DATA SHOWN:
PR #327, opened 2026-09-11
fix(agentgateway): raise AgentGatewayServerError on isError tool results

### LINKED ISSUE #326: AgentGatewayClient.call_mcp_tool returns None instead of CallToolResult when MCP server responds with isError: true
### Describe the Bug

When AgentGatewayClient.call_mcp_tool is used to invoke an MCP tool and the MCP server returns a spec-compliant error response (isError: true, HTTP 200, SSE event: message), the method returns None instead of a CallToolResult. Any subsequent access on the return value raises AttributeError: 'NoneType' object has no attribute 'isError'.

The MCP server side is correct — a direct tools/call against the MCP endpoint returns a well-formed response (see Expected Behavior). The failure is in how call_mcp_tool parses the SSE response for the isError: true case.

### Steps to Reproduce

Set up an AgentGatewayClient pointing to an MCP server deployed via Agent Gateway.
Discover tools via agw_client.list_mcp_tools(user_token=...) and locate a tool whose backend can return an error (e.g. a lookup tool called with an ID that does not exist).
Call await agw_client.call_mcp_tool(tool, user_token=..., <arg>=<value-that-triggers-backend-error>).
The MCP server returns HTTP 200 + SSE event: message with isError: true (confirmed via direct call — see Expected Behavior).
call_mcp_tool returns None.
Access result.isError → AttributeError: 'NoneType' object has no attribute 'isError'.

### Expected Behavior

A direct tools/call to the same MCP server with the same arguments returns a well-formed, spec-compliant response (MCP protocol 2025-11-25):

HTTP 200 — text/event-stream

event: message
data: {
  "result": {
    "content": [{"type": "text", "text": "{\"status\":500,\"error\":\"HTTP Error\",\"message\":\"Tool call failed\"}"}],
    "isError": true
  },
  "jsonrpc": "2.0",
  "id": 3
}
call_mcp_tool should parse this SSE event and return a CallToolResult with isError=True and content populated. If parsing fails for any reason, it should raise an exception — returning None silently is never a valid outcome.

### Screenshots

_No response_

### Used Versions

sap-cloud-sdk          0.48.2
fastapi                0.135.3
langchain-core         1.5.3
langchain-mcp-adapters (version — run uv pip list to confirm)

### Code Examples

```python
# Your code here
```

### Stack Trace

AttributeError: 'NoneType' object has no attribute 'isError'

The above exception was the direct cause of the following exception:

  File "app/clients/mcp_validation_rule_wrapper.py", line 197, in _call_tool
    result = await _invoke_with_timeout(tool, arguments)
  # (exception originates inside sap_cloud_sdk.agentgateway internals
  #  when accessing result.isError on the None returned by call_mcp_tool)

### Log File

INFO  [mcp_wrapper] call tool=<tool-name> args=[...]
INFO  Negotiated protocol version: 2025-11-25
INFO  Loaded 7 MCP tool(s) from Agent Gateway (deployed mode)
ERROR Unexpected error during tool invocation
ERROR [mcp_wrapper] tool=<tool-name> error=Tool invocation failed for '<tool-name>':
      'NoneType' object has no attribute 'isError'
INFO  [mcp_wrapper] done tool=<tool-name> duration_ms=9603 status=error

### Affected Development Phase

Development

### Impact

Impaired

### Timeline

_No response_

wangzhengzhuo05:
## What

DESCRIPTION OF THE TASK: Pick each line holding the word "compliant" out of the listing.

WRITTEN ANSWER:
When AgentGatewayClient.call_mcp_tool is used to invoke an MCP tool and the MCP server returns a spec-compliant error response (isError: true, HTTP 200, SSE event: message), the method returns None instead of a CallToolResult. Any subsequent access on the return value raises AttributeError: 'NoneType' object has no attribute 'isError'.
A direct tools/call to the same MCP server with the same arguments returns a well-formed, spec-compliant response (MCP protocol 2025-11-25):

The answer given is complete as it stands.